The inter-group variations in SEC may only show a probability of improvement. Actual improvements can be pin pointed only by a detailed study by the industry concerned. Since energy plays an important role in our life, it is desirable to do energy audits and energy budgeting. Many industries do not even have measurement facilities, but it is a very redeeming feature that many industries of Karnataka are aware of the energy shortages and energy-environment linkages. Some industries are already initiating steps for increasing the efficiencies of energy use. This can be seen from the study of variations in SEC for five years. Table 15 lists SECs for some typical industries
which show a change in their SECs.

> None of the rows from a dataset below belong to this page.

PR #2425, opened 2020-02-10
Fix closing local virsh connection problems in V2V

xiaodwan:
1) For local virsh connection, it may does' have session_id attribute,
   we need to check that.
2) Add '--no-pager' option for journal command, if not, the command may
   be timeout because of wating for user interaction.
3) Add 'lshw' for checking pci devices, because not every guest has 'lspci'
   command.
4) store_vm_info is defined in base.cfg, we need to reset its value after
   base.cfg.
5) Move subtests.cfg to the line after 'include convert_destination.cfg'
   in tests-shared.cfg.

### DIFF
--- a/backends/v2v/cfg/tests-shared.cfg
+++ b/backends/v2v/cfg/tests-shared.cfg
@@ -8,19 +8,19 @@ vm_type = v2v
 # The hypervisor uri (default, qemu://hostname/system, etc.)
 # where default or unset means derive from installed system
 connect_uri = default
-# Don't store vm info for v2v
-store_vm_info = no
 
 # Include the base config files.
 include base.cfg
-include subtests.cfg
 include machines.cfg
 include guest-os.cfg
 include guest-hw.cfg
 # Include configuration for v2v tests
 include convert_source.cfg
 include convert_destination.cfg
+include subtests.cfg
 
+# Don't store vm info for v2v
+store_vm_info = no
 # Modify/comment the following lines if you wish to modify the paths of the
 # image files, ISO files or qemu binaries.
 #
--- a/virttest/utils_v2v.py
+++ b/virttest/utils_v2v.py
@@ -577,8 +577,11 @@ class LinuxVMCheck(VMCheck):
         """
         Get vm pci list.
         """
-        cmd = "lspci"
-        return self.run_cmd(cmd)[1]
+        cmd_list = ['lspci', 'lshw']
+        for cmd in cmd_list:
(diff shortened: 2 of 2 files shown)


xiaodwan:
(1/1) type_specific.io-github-autotest-libvirt.specific_kvm.positive_test.linux.floppy.kvm.output_mode.rhev.rhv.it_default: PASS (637.20 s)
(1/1) type_specific.io-github-autotest-libvirt.specific_kvm.positive_test.linux.network.multi_netcards.esx.esx_67.output_mode.rhev.rhv.it_vddk: PASS (1220.80 s)
(1/1) type_specific.io-github-autotest-libvirt.function_test_xen.positive_test.libvirt.pool_uuid.output_mode.libvirt: PASS (539.87 s)

xiaodwan:
@chunfuwen @chloerh Please help to review this PR, thanks.

backends/v2v/cfg/tests-shared.cfg
```diff
@@ -8,19 +8,19 @@ vm_type = v2v
...
 # Include the base config files.
 include base.cfg
-include subtests.cfg
 include machines.cfg
 include guest-os.cfg
 include guest-hw.cfg
 # Include configuration for v2v tests
 include convert_source.cfg
 include convert_destination.cfg
+include subtests.cfg
```
chunfuwen: why change the order 'include subtests.cfg' ? For v2v , I remember there is special requirement for include order

virttest/utils_v2v.py
```diff
@@ -577,8 +577,11 @@ def get_vm_pci_list(self):
         """
         Get vm pci list.
         """
-        cmd = "lspci"
-        return self.run_cmd(cmd)[1]
+        cmd_list = ['lspci', 'lshw']
+        for cmd in cmd_list:
+            status, output = self.run_cmd(cmd)
```
chunfuwen: Do you need handle possible exception thrown by executed by 'lspci' ? If exception throw, lshw will never be executed

backends/v2v/cfg/tests-shared.cfg
xiaodwan: The old implementation was by patch 'v2v-subtests.patch' in libvirt-ci. It's better to merge it.

virttest/utils_v2v.py
xiaodwan: I think it's not neccessary, lspci never throw out an exception. once it do happens, lshw will fail too because of same exception.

It does not show industrial groups, but an industry in a group,
the group identified by column 1. From this table, we can see that:
(i) The maximum increase is 155% between 1979 and 1984. The heavy engineering industry
should look at this degradation in its efficiency of energy use. The increase is gradual and
not sudden.
(ii) An engineering industry has also shown an increase of 100% in 5 years in SEe. This increase
is also gradual.
(iii) Surprisingly, many of these large increases have occurred in engineering industries. Another
reason for this increase may be substitution of fuels (like diesel for electricity generation
instead of KEB electricity).
(iv) There are some units (8 in number) which have shown a decrease in their SEC values. This
might mean (a) increases cost of the product due to demand or (b) better efficiency of use.
A look at the total energy consumed by each sector-shown in Table 14 col. 2.-reveals that the metallurgical iron and steel industries consume the maximum energy, followed by paper (1358.4 million units) and sugar (844.2 million units). Engineering units consume less energy.
We can see from the above that, even though general conclusions regarding energy efficiency and SEC can be drawn, we have to conduct deeper studies at the level of individual industries to confirm and pinpoint the lacunae.
Table 16 tries to compare the difference between the ratio of electrical energy to total energy and the ratio of SEC for electrical energy to SEC for total energy. These two ratios should be the same if the industries in the group have similar consumption patterns and efficiencies.A difference (like in the case of paper or tiles or engineering groups) indicates uneven patterns.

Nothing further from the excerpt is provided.